The LRP 10 can be controlled independently from the EDP 20 when the EDP 20 is disconnected. The intervention system is equipped with an umbilical package 114. The umbilical package 114 may have an umbilical spool 112 to supply an umbilical line. An ROV may be dispatched to create a connection with an umbilical cable or line from umbilical termination head 120 to umbilical termination head connector 122. Therefore, operations can continue without the EDP 20 connected. The LRP 10 is equipped with its own supply of hydraulic fluid within HPU 6 and can still control the valves, gates, and the like when necessary. This will allow controlling of well barriers in case of emergency. It will be appreciated that in a preferred embodiment there are no hydraulic couplers between EDP 20 and LRP 10. Each package contains its own respective supply and pumps. Only an electrical feed through connects between each package. In a preferred embodiment, there is a 10° EDP disconnect angle with Annulus line 74 engaged to intervention system 100.

EDP 20 and LRP 10 are operable to control the emergency gates and valves, e.g. the previously discussed valve cutters when necessary. The system 100 comprises an annulus spool 118 with an annulus line 74 being sent down along with multiple riser tubes 70. At the surface there are a plurality of well valves 116 which can be controlled by surface unit 2. Intervention system 100 may equipped with a gate valve within EDP block 22. Within LRP 10, there are three additional well barriers: upper control valve 42, lower control valve 44, and compact cutting device 60 possible embodiments of which are discussed and described in more detail in the previously discussed patents.
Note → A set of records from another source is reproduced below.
PR #780, opened 2023-06-29
testament: fix `--tryfailing` not working with `all`

zerbina:
## Summary

The `--tryfailing` option wasn't passed on to the `testament` processes
spawned when using `all`, meaning that the option had no effect there.

### DIFF
--- a/testament/testament.nim
+++ b/testament/testament.nim
@@ -1391,6 +1391,8 @@ proc main() =
         myself &= " " & quoteShell("--failing")
       if retryContainer.retry:
         myself &= " " & quoteShell("--retry")
+      if runKnownIssues:
+        myself &= " " & quoteShell("--tryfailing")
       if targetsStr.len > 0:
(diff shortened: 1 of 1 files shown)


saem (approved):
ah, yeah it's easy to miss that, no good reminders for it -- I definitely zoned on it. 😅

zerbina:
I think adding a procedure that takes an `Execution` object and returns the command-line argument string necessary to achieve the state (essentially the inverse of `parseOpts`) could help a bit. If using an enum to represent all possible options and switches, one might even be able to use an exhaustive case statement.

saem:
> ... If using an enum to represent all possible options and switches, one might even be able to use an exhaustive case statement.

The enum approach sounds the most promising, nothing that needs to be in this PR, of course. I can make an issue, would be a "good first issue"?

saem:
re-running failed jobs -- macos again.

Each of these well barriers may be utilized to cut and seal any tubing, line, or the like within the well in the case the well must be shut. In a preferred embodiment, the well barriers are the gate valve cutters and the compact cutting system shown in the patents incorporated herein. These gate valve cutters include one or more gates like the gates of a gate valve that incorporate cutters therein. Gates are not the same as rams and instead have a flat portion that mates to an opening through the valve to seal the valve.

The foregoing disclosure and description of the invention is illustrative and explanatory thereof, and it will be appreciated by those skilled in the art, that various changes in the size, shape and materials as well as in the details of the illustrated construction or combinations of features of the various coring elements may be made without departing from the spirit of the invention. Moreover, the scope of this patent is not limited to its literal terms but instead embraces all equivalents to the claims described.